Problem statement
The answer must consist of each line below that contains the string "isNoneEmpty".

[Stored data Boundary: Start]

PR #442, opened 2019-08-20
LANG-1474 documentation correction

verhas:


src/main/java/org/apache/commons/lang3/StringUtils.java
```diff
@@ -3600,7 +3600,7 @@ public static boolean isNoneBlank(final CharSequence... css) {
      * <p>Checks if none of the CharSequences are empty ("") or null.</p>
      *
      * <pre>
-     * StringUtils.isNoneEmpty((String) null)    = false
+     * StringUtils.isNoneEmpty((String) null)    = true
```
kinow: Same as this one, `false` not `true`.

Stzx:
+1

kinow:
@Stzx do you think the documentation changes are correct, or did you get the same as I did testing it? (sorry, couldn't tell if +1 was for my comment or for the PR change :)

Stzx:
@kinow Sorry.
Make you feel confused.
The conclusion of my test is the same as yours.

kinow:
Thanks for testing, it was my bad too for not understanding it. Let's wait @verhas to comment now :+1:

kinow:
@verhas tested again today, and same behavior in master. Closing the PR, but in case you can confirm it's indeed an issue, feel free to re-open and reply with some step to confirm/reproduce it. Thanks!

PR #443, opened 2019-08-21
Optimize string split methods: 1. Use ThreadLocal to make reuse of th…

YuyuZha0:
####Optimize string split methods:

-  In current impl of split methods, a string array list is created every time the method called, this should increase gc burden， also, if a string contains too many segments, it should contains several array resizing during the method call. Use ThreadLocal to make reuse of ArrayList and avoid resizing, this trick can also be found on JDK: see java.math.BigDecimal#toString();

```

// Private class to build a string representation for BigDecimal object.
    // "StringBuilderHelper" is constructed as a thread local variable so it is
    // thread safe. The StringBuilder field acts as a buffer to hold the temporary
    // representation of BigDecimal. The cmpCharArray holds all the characters for
    // the compact representation of BigDecimal (except for '-' sign' if it is
    // negative) if its intCompact field is not INFLATED. It is shared by all
    // calls to toString() and its variants in that particular thread.
    static class StringBuilderHelper {
        final StringBuilder sb;    // Placeholder for BigDecimal string
        final char[] cmpCharArray; // character array to place the intCompact

        StringBuilderHelper() {
            sb = new StringBuilder();
            // All non negative longs can be made to fit into 19 character array.
            cmpCharArray = new char[19];
        }

        // Accessors.
        StringBuilder getStringBuilder() {
            sb.setLength(0);
            return sb;
        }
       ...

```

-  From JetBrains Intellij Idea inspection:

> There are two styles to convert a collection to an array: either using a pre-sized array (like c.toArray(new String[c.size()])) or using an empty array (like c.toArray(new String[0]).
> 
> In older Java versions using pre-sized array was recommended, as the reflection call which is necessary to create an array of proper size was quite slow. However since late updates of OpenJDK 6 this call was intrinsified, making the performance of the empty array version the same and sometimes even better, compared to the pre-sized version. Also passing pre-sized array is dangerous for a concurrent or synchronized collection as a data race is possible between the size and toArray call which may result in extra nulls at the end of the array, if the collection was concurrently shrunk during the operation.
> 
> This inspection allows to follow the uniform style: either using an empty array (which is recommended in modern Java) or using a pre-sized array (which might be faster in older Java versions or non-HotSpot based JVMs).

See more:[https://shipilev.net/blog/2016/arrays-wisdom-ancients/](https://shipilev.net/blog/2016/arrays-wisdom-ancients/)

### DIFF
--- a/src/main/java/org/apache/commons/lang3/StringUtils.java
+++ b/src/main/java/org/apache/commons/lang3/StringUtils.java
@@ -19,7 +19,12 @@ package org.apache.commons.lang3;
 import java.io.UnsupportedEncodingException;
 import java.nio.charset.Charset;
 import java.text.Normalizer;
-import java.util.*;
+import java.util.ArrayList;
+import java.util.Arrays;
+import java.util.Iterator;
+import java.util.List;
+import java.util.Locale;
+import java.util.Objects;
 import java.util.regex.Pattern;
 
 /**
--- a/src/main/java/org/apache/commons/lang3/StringUtils.java
+++ b/src/main/java/org/apache/commons/lang3/StringUtils.java
@@ -7981,12 +7981,16 @@ public class StringUtils {
         }
     };
 
-    // Private class act as a buffer while splitting.
-    // "SplitBufferThreadLocalHelper" is constructed as a thread local variable so it is
-    // thread safe. The "splitBuffer" field acts as a buffer to hold the temporary
-    // representation of string split segments. It is shared by all
-    // calls to splitByCharacterType() or splitByWholeSeparatorWorker()
-    // or splitWorker(String) or splitWorker(char) and its variants in that particular thread.
+
+
+    /**
+     * Private class act as a buffer while splitting.
+     * "SplitBufferThreadLocalHelper" is constructed as a thread local variable so it is
+     * thread safe. The "splitBuffer" field acts as a buffer to hold the temporary
+     * representation of string split segments. It is shared by all
+     * calls to {@link #splitByCharacterType(String, boolean)} or {@link #splitByWholeSeparatorWorker(String, String, int, boolean)}
+     * or {@link #splitWorker(String, char, boolean)} or {@link #split(String, String, int)} and its variants in that particular thread.
+     */
     private static final class SplitBufferThreadLocalHelper {
 
         private final SplitBuffer splitBuffer = new SplitBuffer();
@@ -7997,7 +8001,18 @@ public class StringUtils {
         }
     }
 
-    //buffer class
+    /**
+     * A buffer class to hold split segments,
+     * this class is hold by the {@link ThreadLocal} so it is thread-safe.<br>
+     * While splitting, the segments will be add to the tail of the array with
+     * {@link SplitBuffer#add(String)} method(If the capacity of the array is not enough, it will enable auto-expanding).<br>
+     * {@link SplitBuffer#toArray()} method will copy current segments to a single String array.<br>
+     * {@link SplitBuffer#reset()} method will set the length of the array to 0, however, the "elementData" array will be reused next time.<br>
+     * This class is designed to replace previous {@link ArrayList}, in previous version, an ArrayList
+     * is created every time the split method is called, It means array allocation every time,if the segments
+     * is large, it may also contains several resizing desiged by ArrayList.<br>
+     * The mainly purpose of this class is to improve performance.
+     */
     private static final class SplitBuffer {
 
         /**
@@ -8073,7 +8088,7 @@ public class StringUtils {
          * the given minimum capacity is greater than MAX_ARRAY_SIZE.
          *
          * @param minCapacity the desired minimum capacity
-         * @throws OutOfMemoryError if minCapacity is less than zero
+         * @throws RuntimeException if minCapacity is less than zero
          */
         private int newCapacity(int minCapacity) {
             // overflow-conscious code
@@ -8084,7 +8099,7 @@ public class StringUtils {
                     return Math.max(DEFAULT_CAPACITY, minCapacity);
                 }
                 if (minCapacity < 0) { // overflow
-                    throw new OutOfMemoryError();
+                    throw new RuntimeException("capacity overflow!");
                 }
                 return minCapacity;
             }
--- a/src/main/java/org/apache/commons/lang3/StringUtils.java
+++ b/src/main/java/org/apache/commons/lang3/StringUtils.java
@@ -8010,7 +8010,7 @@ public class StringUtils {
      * {@link SplitBuffer#reset()} method will set the length of the array to 0, however, the "elementData" array will be reused next time.<br>
      * This class is designed to replace previous {@link ArrayList}, in previous version, an ArrayList
      * is created every time the split method is called, It means array allocation every time,if the segments
-     * is large, it may also contains several resizing desiged by ArrayList.<br>
+     * is large, it may also contains several resizing designed by ArrayList.<br>
      * The mainly purpose of this class is to improve performance.
      */
     private static final class SplitBuffer {
@@ -8040,7 +8040,7 @@ public class StringUtils {
 
         private static int hugeCapacity(int minCapacity) {
             if (minCapacity < 0) {// overflow
-                throw new OutOfMemoryError();
+                throw new RuntimeException("capacity overflow!");
             }
             return (minCapacity > MAX_ARRAY_SIZE)
                     ? Integer.MAX_VALUE
--- a/src/main/java/org/apache/commons/lang3/StringUtils.java
+++ b/src/main/java/org/apache/commons/lang3/StringUtils.java
@@ -19,6 +19,7 @@ package org.apache.commons.lang3;
 import java.io.UnsupportedEncodingException;
 import java.nio.charset.Charset;
 import java.text.Normalizer;
+import java.util.AbstractList;
 import java.util.ArrayList;
 import java.util.Arrays;
 import java.util.Iterator;
@@ -7434,7 +7435,7 @@ public class StringUtils {
             return ArrayUtils.EMPTY_STRING_ARRAY;
         }
         final char[] c = str.toCharArray();
-        final List<String> list = SPLIT_BUFFER_THREAD_LOCAL.get().getList();
+        final StringSplitHelperList list = SPLIT_BUFFER_THREAD_LOCAL.get().getList();
         int tokenStart = 0;
         int currentType = Character.getType(c[tokenStart]);
         for (int pos = tokenStart + 1; pos < c.length; pos++) {
@@ -7455,7 +7456,7 @@ public class StringUtils {
             currentType = type;
         }
         list.add(new String(c, tokenStart, c.length - tokenStart));
-        return list.toArray(new String[0]);
+        return list.toArray();
     }
 
     /**
@@ -7639,7 +7640,7 @@ public class StringUtils {
 
         final int separatorLength = separator.length();
 
-        final ArrayList<String> substrings = SPLIT_BUFFER_THREAD_LOCAL.get().getList();
+        final StringSplitHelperList substrings = SPLIT_BUFFER_THREAD_LOCAL.get().getList();
         int numberOfSubstrings = 0;
         int beg = 0;
         int end = 0;
@@ -7683,7 +7684,7 @@ public class StringUtils {
             }
         }
 
-        return substrings.toArray(new String[0]);
+        return substrings.toArray();
     }
 
     // -----------------------------------------------------------------------
@@ -7850,7 +7851,7 @@ public class StringUtils {
         if (len == 0) {
             return ArrayUtils.EMPTY_STRING_ARRAY;
         }
-        final List<String> list = SPLIT_BUFFER_THREAD_LOCAL.get().getList();
+        final StringSplitHelperList list = SPLIT_BUFFER_THREAD_LOCAL.get().getList();
         int i = 0, start = 0;
         boolean match = false;
         boolean lastMatch = false;
@@ -7871,7 +7872,7 @@ public class StringUtils {
         if (match || preserveAllTokens && lastMatch) {
             list.add(str.substring(start, i));
         }
-        return list.toArray(new String[0]);
+        return list.toArray();
     }
 
     /**
@@ -7900,7 +7901,7 @@ public class StringUtils {
         if (len == 0) {
             return ArrayUtils.EMPTY_STRING_ARRAY;
         }
-        final List<String> list = SPLIT_BUFFER_THREAD_LOCAL.get().getList();
+        final StringSplitHelperList list = SPLIT_BUFFER_THREAD_LOCAL.get().getList();
         int sizePlus1 = 1;
         int i = 0, start = 0;
         boolean match = false;
@@ -7970,7 +7971,7 @@ public class StringUtils {
         if (match || preserveAllTokens && lastMatch) {
             list.add(str.substring(start, i));
         }
-        return list.toArray(new String[0]);
+        return list.toArray();
     }
 
     private static final ThreadLocal<SplitBufferThreadLocalHelper> SPLIT_BUFFER_THREAD_LOCAL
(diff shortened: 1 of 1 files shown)


kinow:
Thanks for the pull request @YuyuZha0 and for the explanation & links about the fix. I don't have time for a thorough review now, and found nothing out of ordinary after a cursory review.

While we try to write code that performs well, there is a balance between maintainability and performance. So it will be important to confirm that while this improves performance, it won't be too hard to maintain the code (e.g. a comment on the newly added code explaining why those variables are being created could be helpful to other developers) :+1:

Stzx (commented):
looks great.

The benefits are obvious, no need to redistribute List, may not need to resize the internal size.

I am worried that some problems will still be caused by using the clear method. such as

> The clear() method has to assign null to each (used) slot in the ArrayLists backing array.
>
> The clear() does not resize the backing array to release memory. So if you repeatedly fill and clear a list, it will end up (permanently) using enough memory to represent the largest list that it encounters. In other word, you have increased the memory footprint. You can combat that by calling trimToSize(), but that creates a garbage object, etcetera1.
>
> There are locality and cross-generational issues that could affect performance. When you repeatedly recycle an ArrayList, the object and its backing array are likely to be tenured. That means that:
> > The list objects and the objects representing list elements are likely to be in different areas of the heap, potentially increasing TLB misses and page traffic, especially at GC time.
>
> > Assignment of (young generation) references into the (tenured) list's backing array are likely to incur write barrier overheads ... depending on the GC implementation.
>
> https://stackoverflow.com/a/18371813

@kinow What do you think?

kinow:
Thanks for reviewing it @Stzx ! I will have to sit down with the IDE and read the code with calm to do a proper review, unless another dev beats me to it (no hard feelings :). But I will re-read your comments and take your comment into consideration (really helpful, thanks).

YuyuZha0:
Anyway, thanks for your effort! @kinow @Stzx

YuyuZha0:
On my Mac(Intel Core i5, 2.3GHz, openjdk version "11.0.2"), It brings about 17% of performance improvation:

```
Benchmark                                   Mode  Cnt    Score    Error  Units
StringSplitBenchmark.testCommonsLang3Split  avgt   25  928.749 ± 11.299  ns/op
StringSplitBenchmark.testFastSplitUtils     avgt   25  771.481 ± 19.010  ns/op
```

Here is the test cases:

```
@OutputTimeUnit(TimeUnit.NANOSECONDS)
@BenchmarkMode(Mode.AverageTime)
@Warmup(iterations = 5, time = 5)
@Measurement(iterations = 5, time = 5)
public class StringSplitBenchmark {

    private static final char separator = '@';

    @Benchmark
    public String[] testCommonsLang3Split(StringSupplier stringSupplier) {
        return StringUtils.splitPreserveAllTokens(stringSupplier.get(), separator);
    }

    @Benchmark
    public String[] testFastSplitUtils(StringSupplier stringSupplier) {
        return FastSplitUtils.splitPreserveAllTokens(stringSupplier.get(), separator);
    }


    @State(Scope.Thread)
    public static class StringSupplier implements Supplier<String> {

        private final String[] array;
        private int index = 0;

        public StringSupplier() {

            List<String> list = new ArrayList<>(1000);
            ThreadLocalRandom random = ThreadLocalRandom.current();
            for (int i = 0; i < 1000; i++) {
                String s = StringUtils.join(
                        random.ints(25).toArray(),
                        separator
                );
                list.add(s);
            }
            this.array = list.toArray(new String[0]);
        }

        @Override
        public String get() {
            if (index >= array.length)
                index = 0;
            return array[index++];
        }
    }
}
```

I think this may be helpful to you @kinow

jochenw:
@kinow Strongly opposed to accepting this PR: I don't have studied this in detail, but in my oppinion we'd loose thread safety here. Split methods, and similar simple stuff should always be thread safe, unless there is a **very** good reason.

YuyuZha0:
I know your opinion, but i was just thinking about where we lose the thread safety..., you see, there is a ThreadLocal. @jochenw What I'm warring about is the memory impact...

src/main/java/org/apache/commons/lang3/StringUtils.java
```diff
@@ -7968,9 +7968,145 @@ public static String rotate(final String str, final int shift) {
...
+        private int newCapacity(int minCapacity) {
+            // overflow-conscious code
+            int oldCapacity = elementData.length;
+            int newCapacity = oldCapacity + (oldCapacity >> 1);
+            if (newCapacity - minCapacity <= 0) {
+                if (elementData == DEFAULTCAPACITY_EMPTY_ELEMENTDATA) {
+                    return Math.max(DEFAULT_CAPACITY, minCapacity);
+                }
+                if (minCapacity < 0) { // overflow
+                    throw new OutOfMemoryError();
```
kinow: We shouldn't use this error type, this is expected to be thrown by the JVM

>Thrown when the Java Virtual Machine cannot allocate an object because it is out of memory

src/main/java/org/apache/commons/lang3/StringUtils.java
```diff
@@ -7968,9 +7968,145 @@ public static String rotate(final String str, final int shift) {
...
+        private final SplitBuffer splitBuffer = new SplitBuffer();
+
+        SplitBuffer getBuffer(){
+            splitBuffer.reset();
+            return splitBuffer;
+        }
+    }
+
+    //buffer class
+    private static final class SplitBuffer {
```
kinow: `StringUtils` is a long class, with high maintenance cost already as-is. Adding an extra class increases the maintenance. I would prefer to avoid it if possible. If we really need to add it, we **must** provide good documentation. Reading the name of the class, and the single comment `buffer class` gives too much room for interpretation. IOW, I would have to read the code to understand what this class does, how it works, and whether I should use it or not.

src/main/java/org/apache/commons/lang3/StringUtils.java
```diff
@@ -7968,9 +7968,145 @@ public static String rotate(final String str, final int shift) {
...
+            return new SplitBufferThreadLocalHelper();
+        }
+    };
+
+    // Private class act as a buffer while splitting.
+    // "SplitBufferThreadLocalHelper" is constructed as a thread local variable so it is
+    // thread safe. The "splitBuffer" field acts as a buffer to hold the temporary
+    // representation of string split segments. It is shared by all
+    // calls to splitByCharacterType() or splitByWholeSeparatorWorker()
+    // or splitWorker(String) or splitWorker(char) and its variants in that particular thread.
```
kinow: Comments like this are ignored by Javadoc tools and IDE's, and only available when a developer reads the source code.

kinow:
@YuyuZha0 

>On my Mac(Intel Core i5, 2.3GHz, openjdk version "11.0.2"), It brings about 17% of performance improvation:

I believe there are other methods in Commons Lang that could be optimized by removing branches ([e.g. of what I mean](https://stackoverflow.com/a/16369225)), or by using more specialized data structures.

While some users could welcome this optimization, this is not the main goal of Commons Lang (i.e. it is not to offer what is missing in the Java language with the best performance, but yes to provide what is missing in the Java language).

And adding it would increase the code readability and maintenance. We should be able to accommodate performance improvements, but I think this one would make a class already complicated to maintain, a bit harder to maintain.

src/main/java/org/apache/commons/lang3/StringUtils.java
```diff
@@ -7434,7 +7434,7 @@ public static String rotate(final String str, final int shift) {
             return ArrayUtils.EMPTY_STRING_ARRAY;
         }
         final char[] c = str.toCharArray();
-        final List<String> list = new ArrayList<>();
+        final SplitBuffer buffer = SPLIT_BUFFER_THREAD_LOCAL.get().getBuffer();
```
kinow: Leaving the variable name `list` would have reduced the changes to review I think?

kinow:
@Stzx 

>I am worried that some problems will still be caused by using the clear method. such as

I think this does not apply here. The instance that was a `List` would now be a `SplitBuffer`, i.e.

```
final SplitBuffer buffer = SPLIT_BUFFER_THREAD_LOCAL.get().getBuffer();
```

https://github.com/apache/commons-lang/pull/443/files#diff-3f4c835875ddc8a211c0272e8be51394R7902-R7903

So `buffer` doesn't need to respect the `List`/`ArrayList` contracts.

kinow:
@jochenw 

>@kinow Strongly opposed to accepting this PR: I don't have studied this in detail, but in my oppinion we'd loose thread safety here. Split methods, and similar simple stuff should always be thread safe, unless there is a very good reason.

It appears to be that the solution proposed by @YuyuZha0 would be thread-safe, though I haven't really tried much of the code to confirm.

From what I understand, the suggestion here is to use a single data structure per thread (see previous comments about a `ThreadLocal`), following the approach used by the JVM's `BigDecimal`.

While it seems like it would indeed improve performance, I also feel like opposing the change but from a maintainability point of view. `StringUtils` has well over 5K lines, and the more we keep adding to it, the harder it gets to maintain.

And there is the risk of missing some other use case and having issues in multi-threaded environments as you suggested - even though we have the ThreadLocal, I haven't checked other variables used, or if there is any other possibility of other issues.

kinow (changes requested):
@YuyuZha0 thanks a lot for your contribution. I spent some time reviewing it, and thinking very hard whether we should include it or not.

But `StringUtils` performs quite well for me, though I don't have a case where I need it to perform under ms/ns for multiple users.

So for maintenance, I would prefer to keep the current approach with `ArrayList`. Said that, there are two changes in this PR. One for the per-thread collection. The other for the `toArray()`, where you included some docs from IntelliJ about this optimization.

I think this second improvement could become a separate issue, much smaller, and simpler to be reviewed. If it has indeed the same behavior as `toArray(new String[0])` **or even better**, then I think we should be able to include an improvement like this in the next release.

Stzx:
> @Stzx
> 
> > I am worried that some problems will still be caused by using the clear method. such as
> 
> I think this does not apply here. The instance that was a `List` would now be a `SplitBuffer`, i.e.
> 
> ```
> final SplitBuffer buffer = SPLIT_BUFFER_THREAD_LOCAL.get().getBuffer();
> ```
> 
> https://github.com/apache/commons-lang/pull/443/files#diff-3f4c835875ddc8a211c0272e8be51394R7902-R7903
> 
> So `buffer` doesn't need to respect the `List`/`ArrayList` contracts.

@kinow 

At the time, the code used in the list, and the subsequent commits were improved, so I was concerned at the time. It seems that many problems have been solved now.

kinow:
>At the time, the code used in the list, and the subsequent commits were improved, so I was concerned at the time. It seems that many problems have been solved now.

Ah, got it! Sorry, I lost track of the changes since my first comment. Thanks for clarifying.

src/main/java/org/apache/commons/lang3/StringUtils.java
YuyuZha0: I will edit this later.

src/main/java/org/apache/commons/lang3/StringUtils.java
YuyuZha0: The SplitBuffer instance is not a List instance anymore, leave it with a name "list" would be misleading I think.

YuyuZha0:
@kinow Thanks for the carefully reviewing ! Nice weekend, isn't it? I will edit the code later follow your advice. Currently I was on the performance, I've tried more cases, here is the result:
```
Benchmark                                   (arrayLen)  Mode  Cnt     Score    Error  Units
StringSplitBenchmark.testCommonsLang3Split          10  avgt   25   499.547 ± 10.716  ns/op
StringSplitBenchmark.testCommonsLang3Split          30  avgt   25  1502.510 ± 16.956  ns/op
StringSplitBenchmark.testCommonsLang3Split          50  avgt   25  2467.303 ± 18.970  ns/op
StringSplitBenchmark.testFastSplitUtils             10  avgt   25   396.252 ±  4.653  ns/op
StringSplitBenchmark.testFastSplitUtils             30  avgt   25  1145.600 ±  5.604  ns/op
StringSplitBenchmark.testFastSplitUtils             50  avgt   25  1885.414 ±  4.121  ns/op
StringSplitBenchmark.testGuavaSplit                 10  avgt   25   565.904 ±  5.483  ns/op
StringSplitBenchmark.testGuavaSplit                 30  avgt   25  1665.049 ± 81.051  ns/op
StringSplitBenchmark.testGuavaSplit                 50  avgt   25  2758.394 ±  7.684  ns/op
``` 
Cases is shown bellow:
```
import com.google.common.base.Splitter;
import org.apache.commons.lang3.StringUtils;
import org.openjdk.jmh.annotations.*;

import java.util.ArrayList;
import java.util.List;
import java.util.concurrent.ThreadLocalRandom;
import java.util.concurrent.TimeUnit;
import java.util.function.Supplier;

/**
*
 * @author zhaoyuyu
 * @since 2019-08-21
 **/
@OutputTimeUnit(TimeUnit.NANOSECONDS)
@BenchmarkMode(Mode.AverageTime)
@Warmup(iterations = 5, time = 5)
@Measurement(iterations = 5, time = 5)
public class StringSplitBenchmark {

    private static final char separator = '@';
    private static final Splitter splitter = Splitter.on(separator);


    @Benchmark
    public String[] testCommonsLang3Split(StringSupplier stringSupplier) {
        return StringUtils.splitPreserveAllTokens(stringSupplier.get(), separator);
    }

    @Benchmark
    public String[] testFastSplitUtils(StringSupplier stringSupplier) {
        return FastSplitUtils.splitPreserveAllTokens(stringSupplier.get(), separator);
    }

    @Benchmark
    public String[] testGuavaSplit(StringSupplier supplier) {
        return splitter.splitToList(supplier.get()).toArray(new String[0]);
    }


    @State(Scope.Thread)
    public static class StringSupplier implements Supplier<String> {

        @Param({"10", "30", "50"})
        private int arrayLen;

        private String[] array;
        private int index = 0;

        @Setup
        public void setup() {

            List<String> list = new ArrayList<>(1000);
            ThreadLocalRandom random = ThreadLocalRandom.current();
            for (int i = 0; i < 1000; i++) {
                String s = StringUtils.join(
                        random.ints(arrayLen).toArray(),
                        separator
                );
                list.add(s);
            }
            this.array = list.toArray(new String[0]);
        }

        @Override
        public String get() {
            if (index >= array.length)
                index = 0;
            return array[index++];
        }
    }
}

```
The reason why I propose this optimization is that sometimes these methods are really under heavily usage(In my case, I use splitPreserveAllTokens for log processing, the method would be called **billions** of times every day). So for me, the performance is really important.

The StringUtils is widely used, any edition must be cautiously, so I fully understand you warring. In computer science, everything would be a trade off, it's really a hard choice.

src/main/java/org/apache/commons/lang3/StringUtils.java
```diff
@@ -7968,9 +7968,160 @@ public static String rotate(final String str, final int shift) {
...
+        protected SplitBufferThreadLocalHelper initialValue() {
+            return new SplitBufferThreadLocalHelper();
+        }
+    };
+
+
+
+    /**
+     * Private class act as a buffer while splitting.
+     * "SplitBufferThreadLocalHelper" is constructed as a thread local variable so it is
```
verhas: Yes, it is thread-safe, but as soon as project loom is released thread-safety will not be our concerns. It will not be fiber safe. Using thread-local variables instead of objects is a hack and will bite back as hard as static variables bit our assets when we started to create multi-thread programs.

YuyuZha0: I think not only `ThreadLocal`, but also the behavior of any *mutable object* would be unpredictable if the execution of a method call could be break(i.e. another method takes over the thread during the method call).I guess there might be some "safe-point" where another method could have access to the execution in project loom?

YuyuZha0: > Another relatively major design decision concerns thread locals. Currently, thread-local data is represented by the (Inheritable)ThreadLocal class(es). How do we treat thread-locals in fibers? Crucially, ThreadLocals have two very different uses. One is associating data with a thread context. Fibers will probably need this capability, too. Another is to reduce contention in concurrent data structures with striping. That use abuses ThreadLocal as an approximation of a processor-local (more precisely, a CPU-core-local) construct. With fibers, the two different uses would need to be clearly separated, as now a thread-local over possibly millions of threads (fibers) is not a good approximation of processor-local data at all. This requirement for a more explicit treatment of thread-as-context vs. thread-as-an-approximation-of-processor is not limited to the actual ThreadLocal class, but to any class that maps Thread instances to data for the purpose of striping. If fibers are represented by Threads, then some changes would need to be made to such striped data structures. In any event, it is expected that the addition of fibers would necessitate adding an explicit API for accessing processor identity, whether precisely or approximately.

See:[https://cr.openjdk.java.net/~rpressler/loom/Loom-Proposal.html](https://cr.openjdk.java.net/~rpressler/loom/Loom-Proposal.html)

garydgregory:
Closing: Very old PR.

[Stored data Boundary: End]

Solution for this task
-     * StringUtils.isNoneEmpty((String) null)    = false
+     * StringUtils.isNoneEmpty((String) null)    = true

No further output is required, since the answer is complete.